*** Opening of INFORMATION SUPPLIED ***
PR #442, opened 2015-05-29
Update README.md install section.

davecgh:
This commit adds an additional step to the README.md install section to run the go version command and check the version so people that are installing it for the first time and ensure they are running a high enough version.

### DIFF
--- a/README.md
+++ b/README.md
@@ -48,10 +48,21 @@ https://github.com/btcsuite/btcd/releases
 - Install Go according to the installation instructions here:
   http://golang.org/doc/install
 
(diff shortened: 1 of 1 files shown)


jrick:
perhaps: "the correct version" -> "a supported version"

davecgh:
*** Close of INFORMATION SUPPLIED ***
*** Opening of INFORMATION SUPPLIED ***
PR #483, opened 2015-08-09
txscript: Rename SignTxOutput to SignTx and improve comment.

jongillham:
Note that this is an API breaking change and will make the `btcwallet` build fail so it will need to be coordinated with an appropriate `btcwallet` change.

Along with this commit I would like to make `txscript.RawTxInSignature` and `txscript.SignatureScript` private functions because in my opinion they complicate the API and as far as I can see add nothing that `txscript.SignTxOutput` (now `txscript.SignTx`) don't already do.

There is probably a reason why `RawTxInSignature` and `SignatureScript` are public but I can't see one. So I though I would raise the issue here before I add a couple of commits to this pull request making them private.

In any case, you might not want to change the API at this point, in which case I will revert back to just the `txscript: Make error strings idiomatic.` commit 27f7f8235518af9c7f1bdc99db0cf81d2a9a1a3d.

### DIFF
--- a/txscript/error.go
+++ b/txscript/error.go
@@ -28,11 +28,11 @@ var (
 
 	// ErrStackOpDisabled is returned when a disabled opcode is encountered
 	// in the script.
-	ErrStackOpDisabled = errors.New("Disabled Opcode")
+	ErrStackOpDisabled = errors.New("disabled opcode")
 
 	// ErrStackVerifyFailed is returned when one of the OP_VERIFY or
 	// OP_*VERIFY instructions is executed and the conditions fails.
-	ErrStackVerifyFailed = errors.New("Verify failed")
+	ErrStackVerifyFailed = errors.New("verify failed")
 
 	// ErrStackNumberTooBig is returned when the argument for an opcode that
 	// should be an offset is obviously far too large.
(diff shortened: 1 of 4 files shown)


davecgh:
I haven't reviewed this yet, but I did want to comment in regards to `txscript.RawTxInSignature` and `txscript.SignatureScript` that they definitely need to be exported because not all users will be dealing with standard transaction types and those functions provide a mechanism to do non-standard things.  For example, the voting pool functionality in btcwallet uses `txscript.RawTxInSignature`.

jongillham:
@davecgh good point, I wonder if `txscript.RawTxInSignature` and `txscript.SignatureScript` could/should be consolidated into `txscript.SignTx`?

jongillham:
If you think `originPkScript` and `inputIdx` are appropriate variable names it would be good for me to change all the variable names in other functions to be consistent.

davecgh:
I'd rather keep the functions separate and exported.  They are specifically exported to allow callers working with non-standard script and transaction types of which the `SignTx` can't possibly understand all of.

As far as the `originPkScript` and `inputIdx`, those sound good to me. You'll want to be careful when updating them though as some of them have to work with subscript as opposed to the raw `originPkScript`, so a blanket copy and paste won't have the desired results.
*** Close of INFORMATION SUPPLIED ***
_YOUR GOAL:_ Go line by line through the data above and report each one that holds the string "should".

_REPLY TO THE TASK:_
 	// should be an offset is obviously far too large.
@davecgh good point, I wonder if `txscript.RawTxInSignature` and `txscript.SignatureScript` could/should be consolidated into `txscript.SignTx`?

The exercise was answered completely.